I have been invited for 189 subclass for which I will lodge my application within next 15 days approx. My question is that should I use "my health declaration" services of DIBP right now as it says on their website that:



> You should use My Health Declarations if you are intending to apply for a visa within the next few months and the visa that you are intending to apply for is likely to be processed within the next 12 months


but in my case it is within next 15 days not few months. Should I go for this service?

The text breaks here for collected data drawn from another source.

PR #1415, opened 2019-09-13
Some recommendations to manage sanitizers

### LINKED ISSUE #1412: Document recommendations to manage sanitizers
Follow this thread:
https://github.com/conan-io/conan/issues/1346#issuecomment-530265900

We don't have a clear answer but we can document some recommendations/choices. I think that is the best we can do at the moment.

Should it be a how to? Anyway link to the section: https://docs.conan.io/en/latest/extending/custom_settings.html#adding-new-settings so people can understand how the settings-yml extension works.

czoido:
A brief guide on how sanitizers can be used in Conan. 
Closes #1412


extending.rst
```diff
@@ -11,3 +11,4 @@ This section provides an introduction to extension capabilities of Conan:
    extending/custom_settings
    extending/python_requires
    extending/hooks
+   extending/sanitizers
```
danimtb: I think this should go inside "custom settings"

extending/sanitizers.rst
```diff
@@ -0,0 +1,167 @@
+.. _sanitizers:
+
+Compiler sanitizers
+===================
+
+Sanitizers are tools that can detect bugs such as buffer overflows or accesses, dangling pointer or
+different types of undefined behavior.
+
+The two compilers that mainly support sanitizing options are gcc and clang. These options are
+passed to the compiler as flags and  depending on if you are using
```
danimtb:
```suggestion
passed to the compiler as flags and, depending on if you are using
```

extending/sanitizers.rst
```diff
@@ -0,0 +1,167 @@
...
+`clang <https://clang.llvm.org/docs/UsersManual.html#controlling-code-generation>`_ or
+`gcc <https://gcc.gnu.org/onlinedocs/gcc/Instrumentation-Options.html>`_ different sanitizers are
```
danimtb:
```suggestion
`gcc <https://gcc.gnu.org/onlinedocs/gcc/Instrumentation-Options.html>`_, different sanitizers are
```

extending/sanitizers.rst
```diff
@@ -0,0 +1,167 @@
...
+supported.
+
+Here we explain different options on how to model and use sanitizers with your Conan packages.
+
+Adding custom settings
+----------------------
+
+If you want to model the sanitizer options so that the package id is affected by them you have to
```
danimtb:
```suggestion
If you want to model the sanitizer options so that the package id is affected by them, you have to
```

extending/sanitizers.rst
```diff
@@ -0,0 +1,167 @@
...
+
+.. code-block:: yaml
+    :caption: *settings.yml*
+
+    apple-clang:
+        version: ["5.0", "5.1", "6.0", "6.1", "7.0", "7.3", "8.0", "8.1", 
+                  "9.0", "9.1", "10.0", "11.0"]
+        libcxx: [libstdc++, libc++]
+        cppstd: [None, 98, gnu98, 11, gnu11, 14, gnu14, 17, gnu17, 20, gnu20]
+        sanitizer: [None, Address, Thread, UndefinedBehavior, AddressUndefinedBehavior]
```
danimtb: please highlight this line in the code-block

extending/sanitizers.rst
```diff
@@ -0,0 +1,167 @@
...
+
+Here you have modeled the use of ``-fsanitize=address``, ``-fsanitize=thread``,
+``-fsanitize=memory``, ``-fsanitize=undefined`` and the combination of ``-fsanitize=address`` and
+``-fsanitize=undefined``. Note that for example, for clang it is not possible to combine more than
+one of the ``-fsanitize=address``, ``-fsanitize=thread``, and ``-fsanitize=memory`` checkers in the
+same program.
+
+Adding thread sanitizer for a ``conan install``, in this case, could be done by calling ``conan
```
danimtb: Use `:command:` label for command line commands

```suggestion
Adding thread sanitizer for a :command:`conan install`, in this case, could be done by calling :command:`conan
```

extending/sanitizers.rst
```diff
@@ -0,0 +1,167 @@
...
+install .. -s compiler.sanitizer=Thread``
```
danimtb:
```suggestion
install .. -s compiler.sanitizer=Thread`
```

extending/sanitizers.rst
```diff
@@ -0,0 +1,167 @@
...
+    os_build=Macos
+    arch=x86_64
+    arch_build=x86_64
+    compiler=apple-clang
+    compiler.version=10.0
+    compiler.libcxx=libc++
+    build_type=Release
+    compiler.sanitizer=Address
+    [env]
+    CXXFLAGS=-fsanitize=address
```
danimtb: highlight the lines here

extending/sanitizers.rst
```diff
@@ -0,0 +1,167 @@
...
+    CFLAGS=-fsanitize=address
+
+Then calling to ``conan create . -pr address_sanitizer_profile`` would inject ``-fsanitize=address``
```
danimtb:
```suggestion
Then calling to :command:`conan create . -pr address_sanitizer_profile` would inject :command:`-fsanitize=address`
```

extending/sanitizers.rst
```diff
@@ -0,0 +1,167 @@
...
+to the build through the ``CXXFLAGS`` environment variable.
+
+Managing sanitizer settings with the build system
+#################################################
+
+Another option is to make use of the information that is propagated to the *conan generator*. For
+example, if we are using CMake we could use the information from the ``CMakeLists.txt`` to append
```
danimtb:
```suggestion
example, if we are using CMake we could use the information from the *CMakeLists.txt* to append
```

extending.rst
danimtb: Ok, now I understand why it is not there. Maybe this should not be in extending Conan but in the "how to" section

extending/sanitizers.rst
czoido: Done, thanks!

extending.rst
czoido: I think the "how to" section would be a good place for this information too.
Maybe we should move it...

extending/sanitizers.rst
```diff
@@ -0,0 +1,170 @@
...
+----------------------
+
+If you want to model the sanitizer options so that the package id is affected by them, you have to
+introduce new settings in the *settings.yml* file (see :ref:`custom_settings` section for more
+information).
+
+Sanitizer options should be modeled as sub-settings of the compiler. Depending on how you want to
+combine the sanitizers you have two choices.
+
+Adding a list of commonly used options
```
lasote: Don't use "options" term here, could be confusing. 

```suggestion
Adding a list of commonly used values
```

extending/sanitizers.rst
```diff
@@ -0,0 +1,170 @@
...
+######################################
+
+If you have a fixed set of sanitizers or combinations of them that are the ones you usually set for
+your builds you can add the sanitizers as a list of options. An example for *apple-clang* would be
```
lasote:
```suggestion
your builds you can add the sanitizers as a list of values. An example for *apple-clang* would be
```

extending/sanitizers.rst
```diff
@@ -0,0 +1,170 @@
...
+Here you have modeled the use of ``-fsanitize=address``, ``-fsanitize=thread``,
+``-fsanitize=memory``, ``-fsanitize=undefined`` and the combination of ``-fsanitize=address`` and
+``-fsanitize=undefined``. Note that for example, for clang it is not possible to combine more than
+one of the ``-fsanitize=address``, ``-fsanitize=thread``, and ``-fsanitize=memory`` checkers in the
+same program.
+
+Adding thread sanitizer for a :command:`conan install`, in this case, could be done by calling
+:command:`conan install .. -s compiler.sanitizer=Thread`
+
+Adding different options to combine
```
lasote:
```suggestion
Adding different values to combine
```

extending/sanitizers.rst
```diff
@@ -0,0 +1,170 @@
...
+###################################
+
+Another option would be to add the sanitizer options as multiple ``True`` or ``None`` fields so that
```
lasote:
```suggestion
Another option would be to add the sanitizer values as multiple ``True`` or ``None`` fields so that
```

extending/sanitizers.rst
```diff
@@ -0,0 +1,170 @@
...
+.. code-block:: yaml
+    :caption: *settings.yml*
+    :emphasize-lines: 6,7,8
+
+    apple-clang:
+        version: ["5.0", "5.1", "6.0", "6.1", "7.0", "7.3", "8.0", 
+                  "8.1", "9.0", "9.1", "10.0", "11.0"]
+        libcxx: [libstdc++, libc++]
+        cppstd: [None, 98, gnu98, 11, gnu11, 14, gnu14, 17, gnu17, 20, gnu20]
+        address_sanitizer: [None, True]
```
lasote: Why not False, True?

extending/sanitizers.rst
```diff
@@ -0,0 +1,170 @@
...
+        thread_sanitizer: [None, True]
+        undefined_sanitizer: [None, True]
+
+Then, you can add different sanitizers calling, for example, to :command:`conan install ..
+-s compiler.address_sanitizer=True -s compiler.undefined_sanitizer=True`
```
lasote: A drawback of this approach is that not all the combinations will be valid or will make sense, but it is up to the consumer to use it correctly.

extending/sanitizers.rst
```diff
@@ -0,0 +1,170 @@
...
+
+Passing the information to the compiler or build system
+-------------------------------------------------------
+
+Here again, we have multiple choices to pass sanitizers information to the compiler or build system.
+
+Using from custom profiles
+##########################
+
+It is possible to have different custom profiles defining the compiler sanitizer option and
```
lasote:
```suggestion
It is possible to have different custom profiles defining the compiler sanitizer setting and
```

extending/sanitizers.rst
czoido: Thank you, I think that's worth mentioning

Is it must? and if I go for this service, can it delay my visa process as I have read somewhere it can take weeks before they assess your medical examination results?

Any help would be appreciated.


----------



## Jeeten#80 (Mar 26, 2015)

After you have been Invited, you get 60 days to lodge your VISA...

Once you lodge your VISA online...by paying VISA Fees...and submitting the required documents...CO is assigned in around 50 days (as per current TREND)...then after that in approx. 45-60 days you get your visa GRANT if everything is in place...

ALSO ..IED into Australia depends on PCC OR Medicals date....so to maximize your IED...you should do your medicals around 30 days after submitting your Visa application online ....

Also you can use the health declaration service now and generate the *HAP ID*...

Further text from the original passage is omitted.